Given material |
PR #1055, opened 2020-10-26
[DHIS2-8695] TEI working lists #7 - move common actions to WorkingListsCommon

JoakimSM:
[DHIS2-9802 (Subtask of DHIS2-8695)](https://jira.dhis2.org/browse/DHIS2-9802)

To do | Repeat the material above in its entirety, exactly.

Response to the task |
PR #1055, opened 2020-10-26
[DHIS2-8695] TEI working lists #7 - move common actions to WorkingListsCommon

JoakimSM:
[DHIS2-9802 (Subtask of DHIS2-8695)](https://jira.dhis2.org/browse/DHIS2-9802)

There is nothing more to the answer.